(Beginning of Excerpted records)

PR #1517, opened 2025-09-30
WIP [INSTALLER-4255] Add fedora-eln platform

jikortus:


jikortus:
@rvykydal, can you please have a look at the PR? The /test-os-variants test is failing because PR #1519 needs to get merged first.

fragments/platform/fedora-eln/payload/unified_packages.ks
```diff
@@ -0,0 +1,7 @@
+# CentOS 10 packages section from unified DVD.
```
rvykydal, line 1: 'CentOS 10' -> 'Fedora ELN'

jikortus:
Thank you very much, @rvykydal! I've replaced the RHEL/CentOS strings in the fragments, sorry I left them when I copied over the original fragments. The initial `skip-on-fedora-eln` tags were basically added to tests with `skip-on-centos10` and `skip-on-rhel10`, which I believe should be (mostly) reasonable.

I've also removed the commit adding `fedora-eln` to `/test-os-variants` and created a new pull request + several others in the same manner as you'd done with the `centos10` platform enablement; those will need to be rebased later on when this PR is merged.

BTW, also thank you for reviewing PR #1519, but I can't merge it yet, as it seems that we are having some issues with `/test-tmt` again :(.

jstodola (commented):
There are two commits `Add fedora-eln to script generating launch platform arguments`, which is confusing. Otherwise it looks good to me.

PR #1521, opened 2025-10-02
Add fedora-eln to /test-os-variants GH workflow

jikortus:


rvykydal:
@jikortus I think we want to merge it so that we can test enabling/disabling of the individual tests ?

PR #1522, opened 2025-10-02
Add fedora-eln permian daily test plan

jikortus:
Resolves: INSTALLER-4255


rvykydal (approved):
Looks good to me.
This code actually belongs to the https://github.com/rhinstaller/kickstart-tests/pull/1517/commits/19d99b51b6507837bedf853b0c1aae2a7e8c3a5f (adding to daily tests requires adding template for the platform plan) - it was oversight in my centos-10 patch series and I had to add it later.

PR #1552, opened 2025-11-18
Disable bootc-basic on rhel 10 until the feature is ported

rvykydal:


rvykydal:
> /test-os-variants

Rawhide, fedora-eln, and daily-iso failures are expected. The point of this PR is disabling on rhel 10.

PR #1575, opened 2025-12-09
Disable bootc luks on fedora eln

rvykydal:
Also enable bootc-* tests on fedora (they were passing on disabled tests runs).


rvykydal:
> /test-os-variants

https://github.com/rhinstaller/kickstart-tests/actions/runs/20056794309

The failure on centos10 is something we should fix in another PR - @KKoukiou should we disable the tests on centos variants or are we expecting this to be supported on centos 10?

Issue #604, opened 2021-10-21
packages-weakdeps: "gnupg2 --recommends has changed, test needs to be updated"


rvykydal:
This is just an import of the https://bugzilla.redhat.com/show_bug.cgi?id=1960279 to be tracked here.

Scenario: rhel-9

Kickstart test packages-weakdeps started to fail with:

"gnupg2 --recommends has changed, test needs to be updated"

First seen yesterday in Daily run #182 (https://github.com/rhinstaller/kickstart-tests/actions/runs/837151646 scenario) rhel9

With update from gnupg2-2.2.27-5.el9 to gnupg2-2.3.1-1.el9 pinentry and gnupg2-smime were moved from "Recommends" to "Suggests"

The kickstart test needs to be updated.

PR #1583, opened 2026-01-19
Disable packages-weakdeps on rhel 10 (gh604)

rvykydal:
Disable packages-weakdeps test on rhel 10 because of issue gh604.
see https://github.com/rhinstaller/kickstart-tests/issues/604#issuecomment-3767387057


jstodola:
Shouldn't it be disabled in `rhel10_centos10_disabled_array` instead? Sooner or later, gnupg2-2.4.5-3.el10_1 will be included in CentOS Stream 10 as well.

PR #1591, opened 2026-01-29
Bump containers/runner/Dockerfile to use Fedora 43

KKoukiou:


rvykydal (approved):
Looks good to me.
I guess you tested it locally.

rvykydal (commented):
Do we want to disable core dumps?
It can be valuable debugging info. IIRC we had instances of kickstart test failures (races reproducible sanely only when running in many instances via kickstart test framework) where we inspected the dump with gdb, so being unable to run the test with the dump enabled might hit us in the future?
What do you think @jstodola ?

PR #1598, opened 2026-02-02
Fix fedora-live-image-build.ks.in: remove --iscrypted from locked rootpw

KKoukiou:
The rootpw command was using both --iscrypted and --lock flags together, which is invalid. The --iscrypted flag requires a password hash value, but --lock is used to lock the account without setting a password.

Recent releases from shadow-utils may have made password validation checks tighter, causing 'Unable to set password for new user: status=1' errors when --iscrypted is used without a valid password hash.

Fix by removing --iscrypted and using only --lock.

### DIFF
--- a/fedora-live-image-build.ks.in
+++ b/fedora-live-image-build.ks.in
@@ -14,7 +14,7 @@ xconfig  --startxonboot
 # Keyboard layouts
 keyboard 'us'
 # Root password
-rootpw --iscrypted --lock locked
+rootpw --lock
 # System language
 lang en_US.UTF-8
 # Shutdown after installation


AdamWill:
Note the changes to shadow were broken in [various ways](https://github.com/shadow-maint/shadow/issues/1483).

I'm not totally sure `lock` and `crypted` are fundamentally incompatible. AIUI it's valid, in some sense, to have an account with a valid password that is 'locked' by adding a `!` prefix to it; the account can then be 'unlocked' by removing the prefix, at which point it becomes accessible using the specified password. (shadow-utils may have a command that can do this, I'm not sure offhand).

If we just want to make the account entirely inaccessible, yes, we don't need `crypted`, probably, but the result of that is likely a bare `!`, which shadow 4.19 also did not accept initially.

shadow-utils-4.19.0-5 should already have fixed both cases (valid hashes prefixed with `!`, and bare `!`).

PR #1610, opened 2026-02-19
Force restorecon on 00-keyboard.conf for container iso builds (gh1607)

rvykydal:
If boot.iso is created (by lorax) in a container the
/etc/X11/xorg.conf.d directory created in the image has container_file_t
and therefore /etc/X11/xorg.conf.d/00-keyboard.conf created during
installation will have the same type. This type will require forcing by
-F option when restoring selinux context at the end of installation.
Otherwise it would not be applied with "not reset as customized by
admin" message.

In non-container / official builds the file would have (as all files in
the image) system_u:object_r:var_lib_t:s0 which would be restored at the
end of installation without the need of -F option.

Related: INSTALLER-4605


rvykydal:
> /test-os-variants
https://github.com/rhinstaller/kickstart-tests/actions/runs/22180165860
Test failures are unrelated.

(End of Excerpted records)
(Beginning of Excerpted records)

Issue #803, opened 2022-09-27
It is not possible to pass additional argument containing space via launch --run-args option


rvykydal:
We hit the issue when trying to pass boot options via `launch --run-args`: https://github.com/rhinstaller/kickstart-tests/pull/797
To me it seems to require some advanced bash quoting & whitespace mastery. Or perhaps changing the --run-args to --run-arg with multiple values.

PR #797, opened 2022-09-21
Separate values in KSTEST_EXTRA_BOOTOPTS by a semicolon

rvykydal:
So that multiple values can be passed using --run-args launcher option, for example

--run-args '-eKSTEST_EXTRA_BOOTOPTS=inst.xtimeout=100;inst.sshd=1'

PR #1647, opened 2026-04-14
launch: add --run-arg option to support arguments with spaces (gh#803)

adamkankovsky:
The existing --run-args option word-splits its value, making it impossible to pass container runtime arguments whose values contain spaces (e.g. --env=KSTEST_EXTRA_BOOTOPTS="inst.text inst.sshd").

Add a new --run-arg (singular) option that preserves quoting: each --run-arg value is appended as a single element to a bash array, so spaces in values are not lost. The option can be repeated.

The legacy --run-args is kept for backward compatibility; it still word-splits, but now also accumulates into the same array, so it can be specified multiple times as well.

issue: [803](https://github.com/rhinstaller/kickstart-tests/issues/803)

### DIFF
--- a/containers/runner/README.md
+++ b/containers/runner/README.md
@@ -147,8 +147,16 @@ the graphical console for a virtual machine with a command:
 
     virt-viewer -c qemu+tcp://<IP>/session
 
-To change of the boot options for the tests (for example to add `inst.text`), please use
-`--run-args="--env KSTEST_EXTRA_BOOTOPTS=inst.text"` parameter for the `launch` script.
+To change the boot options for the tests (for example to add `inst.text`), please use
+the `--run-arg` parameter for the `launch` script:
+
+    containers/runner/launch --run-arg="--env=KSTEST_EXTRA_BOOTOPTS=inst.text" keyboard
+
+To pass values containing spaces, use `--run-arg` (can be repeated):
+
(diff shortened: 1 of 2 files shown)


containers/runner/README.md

(End of Excerpted records)

Your objective: Give back exactly the lines above, from the line containing "PR #1517, opened 2025-09-30" through the line containing "Thank you very", with both end lines and nothing more.

Reply to the exercise:
PR #1517, opened 2025-09-30
WIP [INSTALLER-4255] Add fedora-eln platform

jikortus:


jikortus:
@rvykydal, can you please have a look at the PR? The /test-os-variants test is failing because PR #1519 needs to get merged first.

fragments/platform/fedora-eln/payload/unified_packages.ks
```diff
@@ -0,0 +1,7 @@
+# CentOS 10 packages section from unified DVD.
```
rvykydal, line 1: 'CentOS 10' -> 'Fedora ELN'

jikortus:
Thank you very much, @rvykydal! I've replaced the RHEL/CentOS strings in the fragments, sorry I left them when I copied over the original fragments. The initial `skip-on-fedora-eln` tags were basically added to tests with `skip-on-centos10` and `skip-on-rhel10`, which I believe should be (mostly) reasonable.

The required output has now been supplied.